You are viewing a comment permalink. View the original post to see all comments and the full post content.
Comments (343)
You ask
and you give me a helpful hint:
Well, first please note that ALL artifacts at the present time, including computer systems, cans of beans, and screwdrivers, are psychopaths because none of them are DESIGNED to possess empathy. So your hint contains zero information. :-)
What is the probability that an AI would be a psychopath if someone took the elementary step of designing it to have empathy? Probability would be close to 1, assuming the designers knew what empathy was, and knew how to design it.

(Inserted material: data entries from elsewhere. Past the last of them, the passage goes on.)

PR #690, opened 2023-01-09
[14.0][FIX] ebill_paynet: missing transmit method in tests

StephaneMangin:
As the transmit method is required by the get_active_contract from partner when account move create_paynet_message is called, it should be configured in test as well.


TDu (approved):
Not sure why it did not fail before, but LG

StephaneMangin:
> Not sure why it did not fail before, but LG

Yes it's kind of strange. I looked out over the changes since the last valid commit and found... nothing.

SilvioC2C (approved):
LGTM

But your question was probably meant to target the situation where someone built an AI and did not bother to give it empathy. I am afraid that that is outside the context we are examining here, because all of the scenarios talk about some kind of inevitable slide toward psychpathic behavior, even under the assumption that someone does their best to give the AI an empathic motivation.

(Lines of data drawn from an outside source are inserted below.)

PR #691, opened 2023-01-20
[ADD] l10n_ch_cash_rounding

ajaniszewska-dev:


l10n_ch_cash_rounding/models/account_move.py
```diff
@@ -0,0 +1,29 @@
...
+
+
+class AccountMove(models.Model):
+    _inherit = "account.move"
+
+    invoice_cash_rounding_id = fields.Many2one(
+        "account.cash.rounding",
+        readonly=False,
+        compute="_compute_invoice_cash_rounding",
+        states={},
```
grindtildeath:
```suggestion
        compute="_compute_invoice_cash_rounding",
        states={'draft': [('readonly', False)]},,
```
This will allow to define the cash rounding only if the move is not posted yet.

l10n_ch_cash_rounding/models/account_move.py
```diff
@@ -0,0 +1,29 @@
...
+    def _compute_invoice_cash_rounding(self):
+        for move in self:
+            if move.move_type in [
+                "out_invoice",
+                "out_refund",
+            ]:
+                if move.currency_id.id == self.env.ref("base.CHF").id:
+                    move.invoice_cash_rounding_id = self.env.ref(
+                        "l10n_ch_cash_rounding.swiss_cash_rounding"
+                    ).id
```
grindtildeath:
```suggestion
        swiss_cash_rounding = self.env.ref(
            "l10n_ch_cash_rounding.swiss_cash_rounding",
            raise_if_not_found=False
        )
        if not swiss_cash_rounding:
            return
        for move in self:
            if move.move_type in [
                "out_invoice",
                "out_refund",
            ]:
                if move.currency_id == self.env.ref("base.CHF"):
                    move.invoice_cash_rounding_id = swiss_cash_rounding
```
This will ensure the function won't break if the cash rounding record is deleted.

grindtildeath (commented):
IMO it would still be good to make this somehow configurable through the UI.

Rethinking about it, there used to be an OCA module before the cash rounding model did exist in Odoo where IIRC the rounding was applied automatically: https://github.com/OCA/account-invoicing/tree/10.0/account_invoice_rounding

Since the cash rounding model didn't exist back in this time, maybe we can do something like creating a module account_cash_rounding_auto in OCA/account-invoicing. This module would:
  - Redefine the field as compute and provide the compute function.
  - Add a O2m field `auto_apply_currency_ids` on account.cash.rounding .
  - Add a M2o field `auto_cash_rounding_id` on `res.currency`
  - In the compute function, it would apply the cash rounding of the currency.

This way, it wouldn't have to be specific for switzerland or CHF (as other countries such as sweden and probably others also need a cash rounding).

Would also be great to have some tests. :grimacing: 

EDIT: I also think this would make sense to avoid the dependency on l10n_ch since IMO it's more related to the currency than the chart of account one is using.

l10n_ch_cash_rounding/models/account_move.py
```diff
@@ -0,0 +1,29 @@
...
+from odoo import api, fields, models
+
+
+class AccountMove(models.Model):
+    _inherit = "account.move"
+
+    invoice_cash_rounding_id = fields.Many2one(
+        "account.cash.rounding",
+        compute="_compute_invoice_cash_rounding",
+        states={"draft": [("readonly", False)]},
```
i-vyshnevska, line 13:
```suggestion
        states={"draft": [("readonly", False)]},
        store=True,
```

l10n_ch_cash_rounding/__manifest__.py
```diff
@@ -0,0 +1,19 @@
...
+
+{
+    "name": "Switzerland - CHF Cash Rounding",
+    "summary": "Apply cash rounding for CHF currency",
+    "version": "15.0.1.0.0",
+    "author": "Camptocamp,Odoo Community Association (OCA)",
+    "category": "Localization",
+    "website": "https://github.com/OCA/l10n-switzerland",
+    "license": "AGPL-3",
+    "depends": ["account", "l10n_ch"],
```
i-vyshnevska, line 13: actually, it doesn't depend on l10_ch

i-vyshnevska (approved):

l10n_ch_cash_rounding/models/account_move.py
```diff
@@ -0,0 +1,29 @@
...
+
+    @api.depends("move_type", "currency_id")
+    def _compute_invoice_cash_rounding(self):
+        swiss_cash_rounding = self.env.ref(
+            "l10n_ch_cash_rounding.swiss_cash_rounding", raise_if_not_found=False
+        )
+        if not swiss_cash_rounding:
+            return
+        for move in self:
+            if move.move_type in [
```
TDu, line 24: This function https://github.com/odoo/odoo/blob/5e98953d67042dcffa978ab7d240d8677e847456/addons/account/models/account_move.py#L2556 can be used for that.

TDu (commented):
It needs a small unit test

But I will answer this: if someone did not even try to give it empathy, that would be like designing a bridge and not even trying to use materials that could hold up a person's weight. In both cases the hypothetical is not interesting, since designing failure into a system is something any old fool could do.
Your second remark is a classic mistake that everyone makes in the context of this kind of discussion. You mention that the phrase "benevolence toward humanity" means "benevolence" as defined by the computer code.
That is incorrect. Let's try, now, to be really clear about that, because if you don't get why it is incorrect we might waste a lot of time running around in circles. It is incorrect for two reasons. First, because I was consciously using the word to refer to the normal human usage, not the implementation inside the AI. Second, it is incorrect because the entire issue in the paper is that there is a discrepancy between the implementation inside the AI and normal usage, and that discrepancy is then examined in the rest of the paper. By simply asserting that the AI may believe, "correctly" that benevolence is the same as violence toward people, you are pre-empting the discussion.
In the remarks you make after that, you are reciting the standard line contained in all the scenarios that the paper is addressing. That standard line is analyzed in the rest of the paper, and a careful explanation is given for why it is incoherent. So when you simply repeat the standard line, you are speaking as if the paper did not actually exist.
I can address questions that refer to the arguments in the paper, but I cannot say anything if you only recite the standard line that is demolished in the course of the paper's argument. So if you could say something about the argument itself.....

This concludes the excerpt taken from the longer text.